Peripheral ARTeries Art Review - March 2013

Page 39

Jeremy Newman

A sequence of stills from Living Things

B-movie clips and sequences from children’s animations remind viewers that Hollywood authors modern fairy tales. Often, these stories perpetuate antiquated, and destructive, gender roles. In fact, a sightseeing excursion to Hollywood precipitates the protagonist’s divorce. Video clips of a praying mantis and a blizzard symbolize his isolation and despair.

A psychiatrist in Shock uses insulin therapy to torment a war veteran’s wife. The Wasp Woman features a cosmetics innovation that transforms an aging woman into a deadly wasp. In The Brain That Wouldn’t Die, a surgeon stalks potential body donors for his wife’s severed head. This violence is often obscured by melodrama. Further, these films escape critical attention due to their secondary economic status and inferior production values. Living Things critiques them by situating their clips in new representational patterns. In The Persistence of Forgetting, my recently divorced protagonist watches home movies of his former life, and systematically hunts for a new mate. I link memory and loss to the human eye and movie cameras by appropriating classroom film footage.

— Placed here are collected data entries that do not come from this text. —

PR #580, opened 2018-05-16
Make Cronjob interval adjustable

### LINKED ISSUE #350: Enhance customization CHRON.PHP allowing spinning down hard drives
The current Cron-job configuration is set by default 15 min. to reschedule a job. This keeps constantly spinning the hard drives in idle as well.
This cause unnecessary spinning of hard drives in the Nextcloud Box, which wastes energy and reduce time life of hard disks.
Would be great to have the possibility to customize the Cron-job configuration to set different time intervals. Additionally, could be great to have to stablish different in a different time range. E.g. Schedule corn-job 10 min interval from 08:00 - 18:00, and 2 hours interval from 18:00 - 08:00.
Any other suggestion to solve this issue would be great. Thanks.

bn4t:
Fixes #350

### DIFF
--- a/README.md
+++ b/README.md
@@ -101,6 +101,21 @@ To set it to be unlimited (not recommended), use -1:
     $ sudo snap set nextcloud php.memory-limit=-1
 
 
+#### Cronjob interval configuration
+
+By default the cronjob interval is 15 minutes.
+
+To adjust it (say, 10 minutes) simply run:
+
+    $ sudo snap set nextcloud nextcloud.cron-interval=10m
+
+If you want to disable the cronjob completely, run:
+
+    $ sudo snap set nextcloud nextcloud.cron-interval=-1
+
+To reenable it again simply set the `nextcloud.cron-interval` snap variable to a value that isn't `-1`
+
+
 ### Included CLI utilities
 
 There are a few CLI utilities included:
--- a/src/hooks/bin/configure
+++ b/src/hooks/bin/configure
@@ -11,6 +11,10 @@
 # - php.memory-limit (string)
 #   Memory limit for PHP workers. String can include units, e.g. 32M is 32
 #   megabytes.
+#
+# - nextcloud.cron-interval (string)
+#   Interval of the internal Nextcloud cronjob
+#
 
 # shellcheck source=src/apache/utilities/apache-utilities
 . "$SNAP/utilities/apache-utilities"
@@ -18,6 +22,8 @@
 . "$SNAP/utilities/php-utilities"
 # shellcheck source=src/hooks/utilities/hook-utilities
 . "$SNAP/utilities/hook-utilities"
+# shellcheck source=src/nextcloud/utilities/nextcloud-utilities
+. $SNAP/utilities/nextcloud-utilities
 
 handle_apache_port_config()
 {
@@ -83,9 +89,32 @@ handle_php_memory_limit()
 	php_set_previous_memory_limit "$memory_limit"
 }
 
+handle_cronjob_interval()
+{
+	interval="$(cronjob_interval)"
+	previous_interval="$(previous_cronjob_interval)"
+
+	# If no changes were requested, then there's nothing to do here.
+	if [ "$interval" = "$previous_interval" ]; then
+		return 0
+	fi
+
+	# Validate time interval seconds (s), minutes (m), hours (h), "-1" or no specified type(by default seconds) are allowed
+	if ! expr "$interval" : '^\(\(\([0-9]*\.\)\?[0-9]\+[smhd]\?\)\|\(\-1\)\)$' > /dev/null; then
+		echo "\"$interval\" is not a valid timespan" >&2
+		return 4
+	fi
+
+	set_cronjob_interval "$interval"
+	set_previous_cronjob_interval "$interval"
+
+	# restart cronjob
+	snapctl restart nextcloud.nextcloud-cron
+}
+
 # Signal to services that the configure hook is running. Useful to ensure
 # services don't restart until the configuration transaction has completed.
 set_configure_hook_running
 trap 'set_configure_hook_not_running' EXIT
 
-handle_apache_port_config && handle_php_memory_limit
+handle_apache_port_config && handle_php_memory_limit && handle_cronjob_interval
--- a/src/nextcloud/bin/nextcloud-cron
+++ b/src/nextcloud/bin/nextcloud-cron
@@ -11,6 +11,11 @@ done
 printf "done\n"
 
 while true; do
+	# Exit the entire job if the requested interval is -1
+	if [ "$(cronjob_interval)" = "-1" ]; then
+		exit 0
+	fi
+
 	run-php "$SNAP/htdocs/cron.php"
-	sleep 15m
+	sleep "$(cronjob_interval)"
 done
--- a/src/nextcloud/utilities/nextcloud-utilities
+++ b/src/nextcloud/utilities/nextcloud-utilities
@@ -2,6 +2,7 @@
 
 export NEXTCLOUD_CONFIG_DIR="$SNAP_DATA/nextcloud/config"
 export NEXTCLOUD_DATA_DIR="$SNAP_COMMON/nextcloud/data"
+DEFAULT_CRONJOB_INTERVAL="15m"
 
 nextcloud_is_configured()
 {
@@ -17,4 +18,31 @@ wait_for_nextcloud_to_be_configured()
 		done
 		printf "done\n"
 	fi
+}
+
+cronjob_interval()
+{
+	interval="$(snapctl get nextcloud.cron-interval)"
+	if [ -z "$interval" ]; then
+		interval="$DEFAULT_CRONJOB_INTERVAL"
+		set_cronjob_interval "$interval"
+		set_previous_cronjob_interval "$interval"
+	fi
+
+	echo "$interval"
+}
+
+previous_cronjob_interval()
+{
+	snapctl get private.nextcloud.cron-interval
+}
+
+set_cronjob_interval()
+{
+	snapctl set nextcloud.cron-interval="$1"
+}
+
+set_previous_cronjob_interval()
+{
+	snapctl set private.nextcloud.cron-interval="$1"
 }
--- a/snap/snapcraft.yaml
+++ b/snap/snapcraft.yaml
@@ -77,7 +77,7 @@ apps:
   nextcloud-cron:
     command: nextcloud-cron
     daemon: simple
-    restart-condition: always
+    restart-condition: on-failure
     plugs: [network, network-bind, removable-media]
 
   # Command for manually installing instead of visiting site to create admin.


src/hooks/bin/configure
```diff
@@ -80,9 +85,34 @@ handle_php_memory_limit()
...
+	interval="$(cronjob_interval)"
+	previous_interval=$CRONJOB_INTERVAL
+
+	# If no changes were requested, then there's nothing to do here.
+	if [ "$interval" = "$previous_interval" ]; then
+		return 0
+	fi
+
+	# Validate time interval seconds (s), minutes (m), hours (h), "-1" or no specified type(by default seconds) are allowed
+	if ! expr "$interval" : '^-\?[0-9]\+[smh]\?$' > /dev/null; then
```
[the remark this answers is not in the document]
bn4t: Thank you for the heads up. Fixed it now.
I think I'll just leave the `0` be, since it doesn't brekas anything.

r4co0n:
I thought some more about this, is there any mechanism in place to avoid a race condition here? We should only allow one cronjob to run at once, I am not sure how this is implemented in Nextcloud's `cron.php`. I suppose we land in [this branch](https://github.com/nextcloud/server/blob/master/cron.php#L136-L151) of the code, don't we?

The old implementation made "sure" the jobs had finished by letting enough time elapse, but suppose someone configures `0` here, maybe just a mistake that went unnoticed.

kyrofa:
Thanks for this, @bn4t. I need to finish up #563 before I land any changes to shell scripts though, so hang tight. I'll give this a closer look soon.

kyrofa:
@bn4t alright, #563 has landed, which caused some conflicts here. Please merge with master when you're able.

r4co0n:
@bn4t, you need to get the latest `devel` branch. After that, you can rebase your work on it using `git rebase devel my_feature_branch`.

Looking at what `cron.php` does, i found [this](https://github.com/nextcloud/server/blob/master/lib/private/BackgroundJob/JobList.php#L207-L210), which implements a check that skips jobs that are currently being run. So you're right, this is already handled.

r4co0n:
Disregard my last comment, if I'm reading what @kyrofa wrote again, I get it as: "Please base your pull request on branch `master`". But this seems to contradict the [contribution guidelines](https://github.com/nextcloud/nextcloud-snap/blob/master/CONTRIBUTING.md), so please wait for clarification by the maintainer.
Sorry for my lack of reading comprehension when writing the last post, I hope I didn't confuse you too much ;)

bn4t:
@r4co0n No problem. Happens to the best of us. :)

r4co0n:
@bn4t, ha, I think I know what's going on now.

The last time, when you wanted your code in `patch-6` based on latest `develop`, you used a merge, which creates a **separate** commit from what's in `develop`, making the branches diverge. So you need to undo that merge.
I think I would create a 'helper branch' from `patch-6`, then rewind `patch-6` to before [605f18f](https://github.com/bn4t/nextcloud-snap/commit/605f18f0c96abc394582c7157d80d66c494b2293), then rebase (as previously described) against `develop` and merge the commits after `605f18f` from your helper branch.

kyrofa:
Yeah listen to @r4co0n, I must have been mostly asleep when typing my "master" comment. Indeed, I meant "develop".

bn4t:
Ok, I think I got it now. Feel free to tell me if messed something up ;)

README.md
```diff
@@ -101,6 +101,21 @@ To set it to be unlimited (not recommended), use -1:
...
 
+#### Cronjob interval configuration
+
+By default the cronjob interval is 15 minutes.
+
+To adjust it (say, 10 minutes) simply run:
+
+    $ sudo snap set nextcloud cron.interval=10m
+
+If you wanna disable the cronjob completely, run:
```
kyrofa: Please let's use proper grammar here: "want to"

src/hooks/bin/configure
```diff
@@ -83,9 +89,34 @@ handle_php_memory_limit()
 	php_set_previous_memory_limit "$memory_limit"
 }
 
+handle_cronjob_interval()
+{
+	interval="$(cronjob_interval)"
+	previous_interval=$CRONJOB_INTERVAL
```
kyrofa: From what I can see, this will never be defined. Is there a reason you didn't follow a model similar to that given in the other configurable items (saving the previously-set interval, etc.)?

src/nextcloud/bin/nextcloud-cron
```diff
@@ -11,6 +11,17 @@ done
...
 
 while true; do
-	run-php "$SNAP/htdocs/cron.php"
-	sleep 15m
+
+
+  # retrieve the current cronjob interval if the environement variable isn't set
+	if [ -z "$CRONJOB_INTERVAL" ]; then
+		CRONJOB_INTERVAL="$(cronjob_interval)"
+		export CRONJOB_INTERVAL
```
kyrofa: It would be cleaner to always have the cronjob interval set and forgo the use of environment variables completely. Just set it to a default value on first run, like the other configurable items.

kyrofa:
Also, check the PR/commit title, "intervall" has one L.

src/hooks/bin/configure
bn4t: Not really. Thought it was simpler. Going to change it to model the other configurable items.

bn4t:
Ok, added the requested changes. Let me know if something is missing.

bn4t:
Squashed the commits into one. I think this is ready to merge. @kyrofa

src/hooks/bin/configure
```diff
@@ -11,13 +11,19 @@
 # - php.memory-limit (string)
 #   Memory limit for PHP workers. String can include units, e.g. 32M is 32
 #   megabytes.
+#
+# - cron.interval (string)
```
kyrofa: Can we please make this `nextcloud.cron-interval`?

src/hooks/bin/configure
```diff
@@ -83,9 +89,35 @@ handle_php_memory_limit()
...
+	if ! expr "$interval" : '^\(\(\([0-9]*\.\)\?[0-9]\+[smhd]\?\)\|\(\-1\)\)$' > /dev/null; then
+		echo "\"$interval\" is not a valid timespan" >&2
+		return 4
+	fi
+
+	set_cronjob_interval "$interval"
+	set_previous_cronjob_interval "$interval"
+	
+	# restart cronjob
+	snapctl restart nextcloud.nextcloud-cron
```
kyrofa: Good find here, I lost track of the release containing this feature.

src/nextcloud/bin/nextcloud-cron
```diff
@@ -11,6 +11,10 @@ done
...
 
 while true; do
-	run-php "$SNAP/htdocs/cron.php"
-	sleep 15m
+
+	if [ "$(cronjob_interval)" != "-1" ]; then
+	  run-php "$SNAP/htdocs/cron.php"
+	fi
+
+	sleep "$(cronjob_interval)"
```
kyrofa: In the README you state that "-1" is a supported arg. What happens here if "-1" is supplied? Errors and a very fast infinite loop taking CPU? If we want to support disabling this job we should probably just exit 0 and change the `restart-condition` to `on-failure`.

src/nextcloud/utilities/nextcloud-utilities
```diff
@@ -18,3 +19,31 @@ wait_for_nextcloud_to_be_configured()
...
 }
+
+
+
+cronjob_interval()
+{
+	interval="$(snapctl get cron.interval)"
+	if [ -z "$interval" ]; then
+		interval="$DEFAULT_CRONJOB_INTERVAL"
+		set_cronjob_interval $interval
```
kyrofa: We need to set the previous one here as well, or the first time the configure hook is run (even for configuring something else) the cron job will be started over.

src/nextcloud/utilities/nextcloud-utilities
```diff
@@ -1,7 +1,8 @@
 #!/bin/sh
 
-export NEXTCLOUD_CONFIG_DIR="$SNAP_DATA/nextcloud/config"
-export NEXTCLOUD_DATA_DIR="$SNAP_COMMON/nextcloud/data"
+export NEXTCLOUD_CONFIG_DIR=$SNAP_DATA/nextcloud/config
+export NEXTCLOUD_DATA_DIR=$SNAP_COMMON/nextcloud/data
```
kyrofa: Please leave these quoted.

src/nextcloud/utilities/nextcloud-utilities
```diff
@@ -18,3 +19,31 @@ wait_for_nextcloud_to_be_configured()
 		printf "done\n"
 	fi
 }
+
```
kyrofa: Please limit line breaks to one between functions.

src/hooks/bin/configure
```diff
@@ -83,9 +89,35 @@ handle_php_memory_limit()
...
+}
+
+
+
+
```
kyrofa: Please remove all but one of these line breaks.

src/nextcloud/utilities/nextcloud-utilities
bn4t: Good catch!

bn4t:
I think it's quite clean if we just exit the cron loop using `break` if the interval is set to `-1` (implemented in 58a14ca).
Or is there a better way I'm not aware of?

src/nextcloud/bin/nextcloud-cron
```diff
@@ -11,6 +11,13 @@ done
...
 
 while true; do
-	run-php "$SNAP/htdocs/cron.php"
-	sleep 15m
+
+  # exit cron loop if interval is "-1"
+	if [ "$(cronjob_interval)" != "-1" ]; then
+	  run-php "$SNAP/htdocs/cron.php"
+	else
+	  break
```
kyrofa: I think this whole loop could be simplified into:

```bash
while true; do
    # Exit the entire job if the requested interval is -1
    if [ "$(cronjob_interval)" = "-1" ]; then
        exit 0
    fi

    run-php "$SNAP/htdocs/cron.php"
    sleep "$(cronjob_interval)"
done
```

bn4t: Didn't think about that. This is definitely a better solution.

src/nextcloud/bin/nextcloud-cron
```diff
@@ -11,6 +11,11 @@ done
...
 while true; do
-	run-php "$SNAP/htdocs/cron.php"
-	sleep 15m
+    # Exit the entire job if the requested interval is -1
+    if [ "$(cronjob_interval)" = "-1" ]; then
+        exit 0
+    fi
+
+    run-php "$SNAP/htdocs/cron.php"
+    sleep "$(cronjob_interval)"
```
kyrofa: Looks good, but please leave these as tabs.

src/nextcloud/utilities/nextcloud-utilities
```diff
@@ -18,3 +19,31 @@ wait_for_nextcloud_to_be_configured()
...
+cronjob_interval()
+{
+	interval="$(snapctl get nextcloud.cron-interval)"
+	if [ -z "$interval" ]; then
+		interval="$DEFAULT_CRONJOB_INTERVAL"
+		set_cronjob_interval "$interval"
+	fi
+
+	set_previous_cronjob_interval "$interval"
```
kyrofa: This needs to be under the `if`. Please refer to other configurable items for how this is done, for example [apache](https://github.com/nextcloud/nextcloud-snap/blob/master/src/apache/utilities/apache-utilities#L61).

src/nextcloud/bin/nextcloud-cron
bn4t: I must have messed this up when copy pasting it. It's now fixed.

The Persistence of Memory is the basis for my title. The filmic equivalent of his melted watches; this nonlinear film immerses viewers in timelessness. I structure this film on a Carl Jung quotation, “There are truths which belong to the future, truths which belong to the past, and truths which belong to no time,” in order to create a sense of simultaneity. Despite lamenting the past and worrying about the future, the protagonist’s true struggle is in the present moment. He’s lost in an electronic wilderness where audiovisual verisimilitude supplants authentic lived experience. As archival materials displace memory, he has an amnesiac experience, forgetting through remembering. Rather than securing a replacement by any means necessary, he can only get to know someone else and fall in love again by letting go.